_Activity_
Across the lines of the records below, how many have the string "installed" in them? Answer with the number alone.
(Beginning of Records for the task)
PR #152, opened 2016-06-19
Enable AppVeyor cache to increase build speed.

lijunle:
Fix the typo in README.


lijunle:
AppVeyor is not the bottleneck of the CI build now. No need to do special hack on it.

PR #165, opened 2016-09-05
Update out of date devDependencies

domharrington:
https://david-dm.org/depcheck/depcheck#info=devDependencies


lijunle:
@domharrington Sorry that, I stop the depcheck web service. You could simply remove the command [`depcheck-web`](https://github.com/depcheck/depcheck/blob/master/.travis.yml#L13) from `.travis.yml`.

PR #166, opened 2016-09-21
ignore TypeScript `@types` packages by default

### LINKED ISSUE #163: Add support for @types declaration packages
Typescript v2 is moving to support a new approach to adding typings to a project.

Type definitions will be included in packages contained within the @types scope (e.g. @types/mypackage), which can simply be installed via npm (just like other packages).

More information can be found at:
https://blogs.msdn.microsoft.com/typescript/2016/06/15/the-future-of-declaration-files/

Currently any of these @types packages that are referenced in package.json, are incorrectly recognised as unused dependencies.

FredKSchott:
Fixes #163

The "@types/" scope is reserved for type declarations used in TypeScript projects. They are only used during build and are never referenced in the application.

This change ignores them by default so that depcheck doesn't fail for TypeScript projects by default. In the future, we could add additional logic to check each type package and detect if it's sibling-package (that it declares types for) exists as well.

### DIFF
--- a/src/index.js
+++ b/src/index.js
@@ -40,8 +40,11 @@ export default function depcheck(rootDir, options, callback) {
 
   const withoutDev = getOption('withoutDev');
   const ignoreBinPackage = getOption('ignoreBinPackage');
-  const ignoreMatches = getOption('ignoreMatches');
   const ignoreDirs = lodash.union(defaultOptions.ignoreDirs, options.ignoreDirs);
+  // The "@types/" scope is reserved for type declarations used in TypeScript projects. They are only used
+  // during build and are never referenced in the application. We ignore them by default so that depcheck
+  // doesn't fail for TypeScript projects by default.
+  const ignoreMatches = getOption('ignoreMatches') || ['@types/*'];
 
   const detectors = getOption('detectors');
   const parsers = lodash(getOption('parsers'))
--- a/src/index.js
+++ b/src/index.js
@@ -41,10 +41,12 @@ export default function depcheck(rootDir, options, callback) {
   const withoutDev = getOption('withoutDev');
   const ignoreBinPackage = getOption('ignoreBinPackage');
   const ignoreDirs = lodash.union(defaultOptions.ignoreDirs, options.ignoreDirs);
-  // The "@types/" scope is reserved for type declarations used in TypeScript projects. They are only used
-  // during build and are never referenced in the application. We ignore them by default so that depcheck
-  // doesn't fail for TypeScript projects by default.
-  const ignoreMatches = getOption('ignoreMatches') || ['@types/*'];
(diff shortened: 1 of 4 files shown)


lijunle:
Hi, @FredKSchott. Thank you for taking time on this issue. We should `.concat` instead of `||`. Btw, could you please add a test for it?

FredKSchott:
@lijunle thanks for taking a look, I've pushed a new set of changes & added a test

src/index.js
```diff
@@ -40,8 +40,13 @@ export default function depcheck(rootDir, options, callback) {
...
   const withoutDev = getOption('withoutDev');
   const ignoreBinPackage = getOption('ignoreBinPackage');
-  const ignoreMatches = getOption('ignoreMatches');
   const ignoreDirs = lodash.union(defaultOptions.ignoreDirs, options.ignoreDirs);
+  const ignoreMatches = getOption('ignoreMatches');
+
+  // The "@types/" scope is reserved for type declarations used in TypeScript projects. They are
+  // only used during build and are never referenced in the application. We always ignore them
+  // so that depcheck doesn't fail for TypeScript projects by default.
+  ignoreMatches.push('@types/*');
```
lijunle: Please use `.concat` instead of `.push`.

```
const ignoreMatches = ['@types/*'].concat(getOption('ignoreMatches'))
```

test/index.js
```diff
@@ -54,6 +54,18 @@ describe('depcheck', () => {
       error.should.be.instanceof(SyntaxError);
     }));
 
+  it('should ignore typescript `@types` packages', () =>
```
lijunle: This should goes to spec.js file.

test/index.js
```diff
@@ -54,6 +54,18 @@ describe('depcheck', () => {
...
+    check('ignore_npm_@types', {}).then(unused => {
+      unused.should.deepEqual({
+        dependencies: [ 'optimist' ],
```
lijunle: please run  `npm run lint` to follow code style.

lijunle:
@FredKSchott Are you still working on this? I think we could better to make the `@types` support as a _special detector_ instead of completely ignore them. How do you think about this?

FredKSchott:
Sorry I completely lost track of this PR :) I'd be happy to respond to these comments and help get this through, but I don't know if I'll have the time to work on a more complex detector anytime soon. Would you still like me to work to get this through?

lijunle:
Sure, if you have time! Thank you for contributing! 👍

rjmunro:
Ideally @types packages should not be ignored. They should check for usage of whatever modules they are the types for. E.g. `@types/react` is only relevant if react is installed & used.

`@types/node` is a special case - this is needed for all nodeJS projects.

FredKSchott:
I believe this has been fixed

PR #193, opened 2016-12-11
Fix handling of scoped eslint plugins

corbinu:
I ran into some issues of depcheck showing my scoped plugin which contains my personal eslint config as both being unused and missing dependancies. 

It appears to be related to that the config is stored in a scoped plugin. This is the fix.

### DIFF
--- a/src/special/eslint.js
+++ b/src/special/eslint.js
@@ -45,6 +45,10 @@ function isEslintConfigARelativePath(specifier) {
   return lodash.startsWith(specifier, './') || lodash.startsWith(specifier, '../');
 }
 
+function isEslintPluginAScopedModule(specifier) {
+  return lodash.startsWith(specifier, 'plugin:@');
+}
+
 function isEslintConfigAScopedModule(specifier) {
   return lodash.startsWith(specifier, '@');
 }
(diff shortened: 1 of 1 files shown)


src/special/eslint.js
```diff
@@ -61,6 +65,15 @@ function resolvePresetPackage(preset, rootDir) {
   if (isEslintConfigARelativePath(preset)) {
```
corbinu: Sure will do

lijunle:
@corbinu 

Before you start fixing the comments. Could you please consider this suggestion? It is more important than fixing any comment!

> Thank you for contributing this project. I looked into [the current ESLint resolve logic](https://github.com/eslint/eslint/blob/da79f17bf24de631bb24ef422c8dada7261645c4/lib/config/config-file.js#L461). I find it is too complicated to shadow it here.
> My suggestion is to reference the ESLint package and logic directly. How do you think about this?

corbinu:
@lijunle I will take a look but wanted to make the other changes first ... as once that is done we can try simply replacing resolvePresetPackage(preset, rootDir) and see if it works. If it still passes then is great. Otherwise can move forward.

lijunle:
@corbinu In such case, we could better to have some test cases. Here are the cases I identified from the current ESLint implementation:

```php
plugin:@my-scope				=> @my-scoped/eslint-plugin
plugin:@my-scope/eslint-plugin			=> @my-scoped/eslint-plugin
plugin:@my-scope/my-plugin			=> @my-scoped/eslint-plugin-my-plugin
plugin:@my-scope/eslint-pluginmy-plugin		=> @my-scoped/eslint-plugin-my-plugin
plugin:eslint-plugin-my-plugin			=> eslint-plugin-my-plugin
plugin:my-plugin				=> eslint-plugin-my-plugin
```

For `eslint-config`, it basically has the same logic without the `plugin:` prefix.

corbinu:
Ok will take a look at the testing system when I have some time.

PR #196, opened 2017-01-09
add: support for require.resolve in JS

pwang2:
In cases of simple plugin registration, we use `require.resolve` which should also be processed by depcheck.


pwang2:
BTW, could you confirm the eslint rules?  It is asking for  trailing comma explicitly.
49:51  error  Missing trailing comma  comma-dangle

PR #204, opened 2017-02-16
A new detector to discover express view engine

aleung:
The PR implements a new detector `expressViewEngine`.

I don't add this detector to default options because I'm not sure if it should be enable by default.

The current test tool doesn't support giving `detectors` in `options` in `spec.js`. I have to modify it a bit. A tricky thing is that a naming rule is required for detectors to make cli test works: function name must be the same as its public name defined in `component.json`.


aleung:
@lijunle Could you review this PR?

PR #205, opened 2017-02-21
Add support for import() expressions

haggholm:
Add support for lazy `import()` calls as used by `System.import()` and lazy Webpack chunks.

Modelled on the `require.resolve()` PR (https://github.com/depcheck/depcheck/pull/196). Not too familiar with the test framework, but copying tests, it seems to work (and mutating tests does properly break…).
(End of Records for the task)
_Worked solution_
2